For a writer of his generation, Colm Tóibín might be the closest thing to a celebrity the twenty-first century is capable of producing. The source of his popular appeal, however, can be a little tricky to pin down. Tóibín’s novels are often understated and elliptical, driven more by small human interactions than by plot. His most critically acclaimed work, 2004’s The Master, is a dense, involuted treatment of the life and emotional weather of Henry James as the specters of old age and death loom. Even his most commercially successful novels, including Brooklyn (2009) and Nora Webster (2014), are far frostier and stranger than their warm popular reception would lead you to believe.
Though Tóibín is most famous as a novelist, he’s also a prolific and omnivorous essayist, regularly turning out lengthy pieces of criticism and cultural commentary for publications like the London Review of Books and the New Yorker. Over the past three decades, he’s published a celebratory homage to the city of Barcelona; travelogs detailing a walking tour along the Irish border and investigating the state of European Catholicism in the mid-1990s; studies of the Irish dramatist Lady Gregory and the American poet Elizabeth Bishop; and themed essay collections on the lives of gay artists, writers and their families, and (of course) Henry James.
In a way, it’s surprising that a writer so prolific shouldn’t have a Selected Essays, but the peculiar qualities of his criticism, which tends to be information-dense and quote-heavy, might offer an explanation. Tóibín doggedly pursues his own curiosities, leaping down rabbit hole after rabbit hole and reveling in the warren. That his earliest nonfiction outings, including Bad Blood: A Walk Along the Irish Border and The Sign of the Cross: Travels in Catholic Europe, were essentially peripatetic pieces of journalism makes sense. A leisurely stroll is the clearest model for his nonfiction style.
His latest collection, A Guest at the Feast, comes closest to being a general compendium, though its contents are weighted in favor of a particular subject of abiding interest to Tóibín: religion. The book is anchored by three essays on popes, and three essays on writers concerned, in one way or another, with religious themes. This may seem odd to some readers, since religious themes aren’t terribly prominent in Tóibín’s novels, where they emerge (if they emerge at all) in oblique ways—for example, as imposed silences, dictating what may and may not be said. Unsurprisingly, the collection as a whole is interested in “religion and its shadowy aftermath,” to borrow a phrase from Tóibín’s essay on Marilynne Robinson. Dealing with the shards of a religious tradition, as Tóibín’s essays make clear, can be intensely clarifying—after all, when things break up, they are quite literally made particular, and can be examined from all angles.

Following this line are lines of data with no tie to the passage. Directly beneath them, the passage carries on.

PR #244, opened 2024-01-31
Prevent database duplicates

sdhoyt:
# Change Summary

## Overview
Added check in upload_api to prevent duplicate entries to the database

## New Dependencies
None

## New Files
None

## Deleted Files
None

## Updated Files
- upload_api
   - added check for an already existing file entry
- sds_api_manager_stack.py
   - added secret name to upload api lambda environment
   - gave upload api lambda needed vpc / security groups
   - gave upload api lambda permission to read rds

## Testing
Deployed and attempted a duplicate file upload

### DIFF
--- a/sds_data_manager/lambda_code/SDSCode/upload_api.py
+++ b/sds_data_manager/lambda_code/SDSCode/upload_api.py
@@ -83,7 +83,6 @@ def lambda_handler(event, context):
             models.FileCatalog.file_path == s3_key_path
         )
         result = session.execute(query).first()
-        print(result)
         if result:
             response = {
                 "statusCode": 409,
--- a/sds_data_manager/lambda_code/SDSCode/upload_api.py
+++ b/sds_data_manager/lambda_code/SDSCode/upload_api.py
@@ -85,7 +85,7 @@ def lambda_handler(event, context):
             models.FileCatalog.file_path == s3_key_path
         )
         result = session.execute(query).first()
-        # return a 409 response if a existing file is found
+        # return a 409 response if an existing file is found
         if result:
             response = {
                 "statusCode": 409,
--- a/sds_data_manager/lambda_code/SDSCode/upload_api.py
+++ b/sds_data_manager/lambda_code/SDSCode/upload_api.py
@@ -4,6 +4,11 @@ import os
 
 import boto3
 from SDSCode.path_helper import InvalidScienceFileError, ScienceFilepathManager
+from sqlalchemy import select
+from sqlalchemy.orm import Session
+
+from .database import database as db
+from .database import models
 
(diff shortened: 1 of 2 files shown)


sds_data_manager/lambda_code/SDSCode/upload_api.py
```diff
@@ -73,6 +78,25 @@ def lambda_handler(event, context):
 
     s3_key_path = science_file.construct_upload_path()
 
+    # Check for already existing file in the database
+    with Session(db.get_engine()) as session:
+        # query and check for a matching file path
+        query = select(models.FileCatalog.__table__).where(
+            models.FileCatalog.file_path == s3_key_path
+        )
```
greglucas, line 86: Should this be using an exists query?
https://docs.sqlalchemy.org/en/14/orm/query.html#sqlalchemy.orm.Query.exists

I'm out of my element on this, so since this works for now we can try and optimize the queries later.

I also thought that the unique constraint might automatically handle these for us too :-/ Maybe @bourque would know more.

Edit: I think I see now. The unique portion wouldn't come in until the indexer hits in the subsequent call, and we want to head it off right away.

greglucas (approved):

sds_data_manager/lambda_code/SDSCode/upload_api.py
sdhoyt: It seemed like in version 2 of sqlalchemy, they are moving more toward the select().where() syntax and away from the .query() syntax in version 1 (the documentation linked in version 1). It looks like you can append an exists() to where() (`select().where().exists()`) in version 2 though, so I'll give that a shot

sdhoyt: @bourque Have you used the exists() construct before? It's not working how I expected it to. I thought from the documentation I could do:

```python
query = exists().where(models.FileCatalog.file_path == s3_key_path)
session.execute(query)
```

but it's creating an exists construct instead of sql that I can execute

https://docs.sqlalchemy.org/en/20/core/selectable.html#sqlalchemy.sql.expression.exists

bourque: @sdhoyt Unfortunately I haven't used `exists()` before, I think your guess is as good as mine.

RE: unique constraints -- Correct, I think they are only applied when the insertion of data is executed.

bourque (approved):
Thanks for adding in that check!

sds_data_manager/lambda_code/SDSCode/upload_api.py
sdhoyt: Ok sounds good. I'll merge this in for now and look into how that works for later. Thanks for the reviews!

The collection’s title essay, a rambling piece of psychogeography, offers a magpie’s view of Tóibín’s artistic development. He quotes writers he admires, recounts the history of landmarks in his native Enniscorthy, and drinks his way through his student days in Dublin. At one point, he recalls finding a stash of forbidden books above his mother’s wardrobe, including Edna O’Brien’s The Country Girls and John McGahern’s The Dark. These texts, “samizdat Irish-style,” are tokens of “a great unsettling,” the seismic cultural shifts that occurred as Ireland opened itself to the world in the 1960s. The essay’s discontinuous, mosaic-like structure, treating every fragment of experience with equal weight, is a reflection of this disturbance. Tóibín is attempting to capture a culture, and a self, that has been fractured and riven by deep changes.
There’s always been something clinical about the tone of Tóibín’s writing, a severity that insists on the raw accretion of facts. At its worst, this tendency can make his essays feel like little more than collections of quotations. Elsewhere, it provides a powerful charge. “A Brush with the Law,” which recounts Tóibín’s fascination with Ireland’s Supreme Court, is a case in point. The essay’s lengthy explanations of court cases dealing with homosexuality bear a clear edge. Tóibín’s real aim is to demonstrate how religious ideas get filtered through the legal system, how legal arguments against homosexuality are often just moral arguments in disguise. In a sense, his method elevates pedantry to a moral art.